**Task prompt**
Scan the data below for lines holding the word "isolated", and copy each line found.

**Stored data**
PR #2048, opened 2020-11-26
Feature/introduce playwright

raphaellueckl:
Introduces the playwright testing framework to the pattern library.

# Merge Checklist:
- [x] Tests are sufficient.


package.json
```diff
@@ -14,15 +14,15 @@
...
-    "test-chrome": "sh scripts/testcafe-chrome.sh",
-    "test-ie": "sh scripts/testcafe-ie.sh",
     "test-jest": "jest --env=jsdom",
+    "test-playwright": "TEST_HOST_STORYBOOK_URL=http://localhost:6006 jest --config=jest.ui.config.js",
     "test-jest-coverage": "jest --env=jsdom --coverage",
     "test-jest-watch": "jest --env=jsdom --watch -o",
-    "test-ui": "TEST_HOST_STORYBOOK_URL=http://localhost:6006 testcafe chrome ./**/ui.test.js",
-    "test-ui-hl": "TEST_HOST_STORYBOOK_URL=http://localhost:6006 testcafe 'chrome:headless' ./**/ui.test.js",
+    "test-ui": "sh scripts/test-ui-testrunner.sh",
+    "test-ui-isolated": "TEST_HOST_STORYBOOK_URL=http://localhost:6006 testcafe chrome ./**/ui.test.js",
```
danyball: isolated? Would rename that to test-ui-testcafe

package.json
```diff
@@ -14,15 +14,15 @@
...
+    "test-ui-hl-isolated": "TEST_HOST_STORYBOOK_URL=http://localhost:6006 testcafe 'chrome:headless' ./**/ui.test.js",
```
danyball: same

scripts/test-playwright.sh
```diff
@@ -0,0 +1,8 @@
+#!/bin/bash
+
+# npm run test-playwright --config="jest.ui.config.js"
+
+npx jest --config=jest.ui.config.js
+test_result=$?
+
+exit $test_result
```
danyball: Is it possible to reduce complexity and remove this sh script?

scripts/test-ui-testrunner.sh
```diff
@@ -8,13 +7,16 @@ export $(egrep -v '^#' .env | xargs) > /dev/null 2>&1
 npx start-storybook -p $TEST_HOST_STORYBOOK_PORT -c .storybook -s ./src/static --ci --quiet > /dev/null 2>&1 &
 npx wait-on $TEST_HOST_STORYBOOK_URL -t 30000
 
-if [ -z "$1" ]
-then
-    npx testcafe -c ${NUM_CPUS} "chrome:headless" -q ./**/ui.test.js
-else
-    npx testcafe -F "${1}" -c ${NUM_CPUS} "chrome:headless" -q ./**/ui.test.js
+sh ./scripts/test-playwright.sh
```
danyball: `npx jest --config=jest.ui.config.js` here?

src/components/10-atoms/button/pw.ui.test.js
```diff
@@ -0,0 +1,36 @@
...
+
+let browser;
+let page;
+
+const config = {
+  // devtools: true
+};
+
+beforeAll(async () => {
+  browser = await chromium.launch(config);
```
danyball: Is it possible to launch browser only once? So that all the test-files do not need to start chromium on their own. A test should be "dump" and should just say "browser start" instead of "chromium start".

package.json
raphaellueckl: Yeah good point. I didn't really know what the best name would be. Those tasks won't run as long as storybook is not started separately.

I would go with "test-testcafe", ok? Or `test-testcafe-serverless` (and rename the playwrtight one too)?

scripts/test-playwright.sh
raphaellueckl: Would you prefer both scripts inlined? Would maybe be worth a thought.

scripts/test-ui-testrunner.sh
raphaellueckl: imho only if we also inline the testcafe script.

src/components/10-atoms/button/pw.ui.test.js
raphaellueckl: I could add a class that abstracts this method, but imho this introduces more complexity that is being solved.

raphaellueckl: Maybe this makes sense, when we start having shared test-configs and so on. I will give it a try.

01231 (commented):
Would be useful to add playwright to the `contribution.md`.

```
# Testing

- Library uses [TestCafe](https://devexpress.github.io/testcafe/) for ui testing
- Library uses [Jest](https://jestjs.io/) for unit testing
- ...
```

package.json
danyball: "test-testcafe", ok

scripts/test-playwright.sh
danyball: Dont like these shellscripts. Isnt it possible to just start "npx jest..." instead of the sh file?

raphaellueckl: Yeah this is what I mean. To be consistent, we would need to do the same for the testcafe-script, not just playwright. What do you think?

scripts/ui-test-runner.sh
```diff
@@ -1,19 +1,36 @@
 #!/bin/bash
-NUM_CPUS=$(python -c 'import multiprocessing as mp; print(mp.cpu_count())')
 
 # Import environment variables from .env file
 export $(egrep -v '^#' .env.defaults | xargs) > /dev/null 2>&1
 export $(egrep -v '^#' .env | xargs) > /dev/null 2>&1
 
+echo "Running Storybook on address '$TEST_HOST_STORYBOOK_URL' and on port '$TEST_HOST_STORYBOOK_PORT'"
```
danyball, line 7: helpful! nice

danyball (approved):

01231 (approved):
LGTM

PR #2051, opened 2020-11-30
Fix component versioning bug

### LINKED ISSUE #2050: Dependent component version rewriting fails for components that extend shorter same-named components
Suppose we have a component axa-button-link in version 6.3.4 and an axa-button in version 5.0.9.

If another component uses them to define its rendered HTML, dependent component version rewriting will change bare HTML tags into their versioned cousins. 

However, currently this leads to wrong outcomes  with components that extend shorter same-named components, like axa-button-link extending its proper prefix axa-button (cf. rewriting step =2> below):

`<axa-button-link =1> <axa-button-link-6-3-4 =2> <axa-button-5-0-9-link-6-3-4`

Fix this problem in a principled manner.

markus-walther:
Fixes #2050.

# Merge Checklist:
- [x] Tests are sufficient.

### DIFF
--- a/src/utils/component-versioning.js
+++ b/src/utils/component-versioning.js
@@ -1,6 +1,10 @@
 import { html } from 'lit-element';
 import defineOnce from './define-once';
 
+// constants
+const RESERVED_CHARACTER = '{'; // not allowed in HTML tags or their attributes ...
+// and also not part of static template strings due to ${...} syntax!
+
 // helper functions
 const toKebabCase = dottedVersionString =>
   `${dottedVersionString}`.replace(/\./g, '-').replace(/[^A-Za-z0-9-]/g, '');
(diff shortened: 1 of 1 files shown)


src/utils/component-versioning.js
```diff
@@ -9,24 +13,39 @@ const versionedTag = (tagName, version) => `${tagName}-${toKebabCase(version)}`;
...
+    // ... by comparing with master-component tag name
+    .filter(name => name !== tagName)
+    // ... and sorting longest-first (e.g. axa-button-link comes before axa-button)
+    .sort((a, b) => b.length - a.length);
   // pair the list of dependency tag names with their versions
   return [dependencies, dependencies.map(_tagName => versions[_tagName])];
 };
 
-const oldTag = (tagName, closing = '') => `<${closing}${tagName}`;
+const oldTag = (tagName, closing = '', openingBracket = '<') =>
```
raphaellueckl, line 26: `openingBracket` is a useless parameter, it's never being used outside this method.

src/utils/component-versioning.js
```diff
@@ -101,11 +120,16 @@ const versionedHtml = componentInstance => (strings, ...args) => {
...
   // rewrite incoming array of static parts of template literals
-  // in such a way that tags of dependent components are versioned
+  // in such a way that tags of dependent components are versioned:
   let newStrings = strings;
+  // 1. rewriting proper, turning tags into versioned ones with funny initial brackets (see newTag(...) above)
   for (let i = 0, n = tagNames.length; i < n; i++) {
     newStrings = rewrite(newStrings, tagNames[i], versions[i]);
   }
+  // 2. finish rewriting by converting funny initial brackets back to standard ones
+  for (let i = 0, n = newStrings.length; i < n; i++) {
```
raphaellueckl, line 130: Why 2 variables? I am sure you have a reason for that (maybe infinite loop and outofmemory at some point, because array is modified within the body, which COULD BE a potential risk). :)

This is simpler in my opinion:
``` for (let i = 0; i < newStrings.length; i++) {```

File: src/utils/component-versioning.js (hunk 1 above)
Comment (markus-walther) [reply src/utils/component-versioning.js:26]: It is used in line 40, and there are instances using it implicitly (in its default) in line 50 and 55.

File: src/utils/component-versioning.js (hunk 2 above)
Comment (markus-walther) [reply src/utils/component-versioning.js:130]: This is a generic pattern for JS performance: cache the results of a computation that is not changed in a loop.

taking the length of an array is such a computation.

This idiom is used in all of my code... It creates 'standard' for-loops that are easy to check for correctness.

File: src/utils/component-versioning.js [hunk 3]
```diff
@@ -9,24 +13,39 @@ const versionedTag = (tagName, version) => `${tagName}-${toKebabCase(version)}`;
...
 const extractDependencies = componentClass => {
   const { versions, tagName } = componentClass;
-  // extract all dependencies by comparing with master-component tag name
-  const dependencies = Object.keys(versions).filter(name => name !== tagName);
+  // extract all dependencies...
+  const dependencies = Object.keys(versions)
+    // ... by comparing with master-component tag name
+    .filter(name => name !== tagName)
+    // ... and sorting longest-first (e.g. axa-button-link comes before axa-button)
+    .sort((a, b) => b.length - a.length);
```
danyball, line 21: Is sorting safe enough?  Or is this just one more step to be more safe beside the "{"- replace below?

raphaellueckl: This is actually necessary, as you need to start with the longest names, to really make sure you do not process long names with shorter ones.

Example:
`<axa-button` HAS TO BE processed after `<axa-button-link` with this approach (otherwise the wrong component will be versioned) and this sorting makes sure of that.

raphaellueckl:
This doesn't seems to work 100%:
Untitled

src/utils/component-versioning.js
markus-walther: Raphael is right here.

raphaellueckl (approved):

PR #2063, opened 2020-12-07
update materials readme with typescript example

### LINKED ISSUE #2054: Add "typings" to svg files
SVG's should be shipped with a typescript "typings" (not actually, but outplay the system). Could also be made with real types for each icon, generated by a script.

File:
```
declare module '*.svg' {
    const ReactComponent: React.FC<React.SVGProps<SVGSVGElement>>;  
    export default ReactComponent; 
}
```

Enables easy SVG imports in react:
`import ThumbDownSvg from '../../assets/thumb_down.svg';`

raphaellueckl:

**Answer to this task**
+    "test-ui-isolated": "TEST_HOST_STORYBOOK_URL=http://localhost:6006 testcafe chrome ./**/ui.test.js",
danyball: isolated? Would rename that to test-ui-testcafe
+    "test-ui-hl-isolated": "TEST_HOST_STORYBOOK_URL=http://localhost:6006 testcafe 'chrome:headless' ./**/ui.test.js",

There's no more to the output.